7.9 Except as expressly provided in this Agreement and in the
agreements, instruments and other documents contemplated or provided for herein,
this Agreement contains the entire agreement between the parties with
respect to the Securities and there are no other terms, conditions,
representations or warranties whether expressed, implied, oral or written, by
statute, by common law, by the Issuer, by the Agent, or by anyone else.
7.10 The parties to this Agreement may amend this Agreement only in
writing.
7.11 This Agreement enures to the benefit of and is binding upon the
parties to this Agreement and their successors and permitted assigns.
7.12 A party to this Agreement will give all notices to or other
written communications with the other party to this Agreement concerning this
Agreement by hand or by registered mail addressed to the address given above.

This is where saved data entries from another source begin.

PR #965, opened 2025-05-01
fix: resolve show more button issue

### LINKED ISSUE #964: 🤔 [ISSUE] - Carousel show more issue
### Description
The Carousel show more button (skip) is not working like expected. (When using outcome links) 

### Reproduction steps

```bash
1. Go to '...'
2. Click on '....'
3. Scroll down to '....'
4. See error
```

### Logs

```bash

```

### Browsers

_No response_

### OS

_No response_

yassinedorbozgithub:
# Motivation
The main motivation is to fix the show more button issue.

Fixes #964

# Type of change:

# Checklist:

## Summary by CodeRabbit

- **Bug Fixes**
  - Improved conversation flow handling to ensure context data is properly stored when progressing through system message outcomes.

### DIFF
--- a/api/src/chat/services/bot.service.ts
+++ b/api/src/chat/services/bot.service.ts
@@ -205,6 +205,14 @@ export class BotService {
                     block.attachedBlock,
                 );
               }
+
+              await this.conversationService.storeContextData(
+                convo,
+                nextBlock,
+                event,
+                false,
+              );
+
               return await this.triggerBlock(event, convo, nextBlock, fallback);
             } else {
               this.logger.warn(


api/src/chat/services/conversation.service.ts
```diff
@@ -156,7 +156,11 @@ export class ConversationService extends BaseService<
         next.options.content.display === OutgoingMessageFormat.carousel)
     ) {
       if (event.getPayload() === VIEW_MORE_PAYLOAD) {
-        convo.context.skip[next.id] += next.options.content.limit;
+        convo.context.skip[next.id] =
+          (!isNaN(convo.context.skip[next.id]) &&
+          typeof convo.context.skip[next.id] === 'number'
+            ? convo.context.skip[next.id]
+            : 0) + next.options.content.limit;
```
abdou6666, line 163: we aren't checking if limit is number i think it can be undefined

abdou6666 (changes requested):

api/src/chat/services/conversation.service.ts
abdou6666, line 163: i think we should refactor this code into a method that handles pagination in case of list or carousel.

abdou6666 (changes requested):

api/src/chat/services/conversation.service.ts
yassinedorbozgithub: The code is updated by reverting the old code and adding the **storeContextData** method when using outcomes links.

yassinedorbozgithub: The code is updated by reverting the old code and adding the **storeContextData** method when using outcomes links.

marrouchi (approved):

7.13 This Agreement is to be read with all changes in gender or number
as required by the context.
7.14 This Agreement will be governed by and construed in accordance
with the internal laws of British Columbia (without reference to its rules
governing the choice or conflict of laws), and the parties hereto irrevocably
attorn and submit to the exclusive jurisdiction of the courts of British
Columbia with respect to any dispute related to this Agreement.
END OF GENERAL PROVISIONS
END OF SUBSCRIPTION AGREEMENT
INSTRUCTIONS TO PURCHASER
1. Complete all the information in the boxes on page 1 and sign where
indicated with an "X".
2. Complete the certification that starts on page 5 and sign where
indicated with an "X" on page 7.
3. Complete the Toronto Stock Exchange private placement questionnaire and
undertaking that starts on page 10 and sign where indicated with an "X"
on page 11.
THIS IS PAGE 1 OF 17 PAGES OF A SUBSCRIPTION AGREEMENT AND RELATED APPENDIXES,
SCHEDULES AND FORMS. COLLECTIVELY, THESE PAGES TOGETHER ARE
REFERRED TO AS THE"SUBSCRIPTION AGREEMENT".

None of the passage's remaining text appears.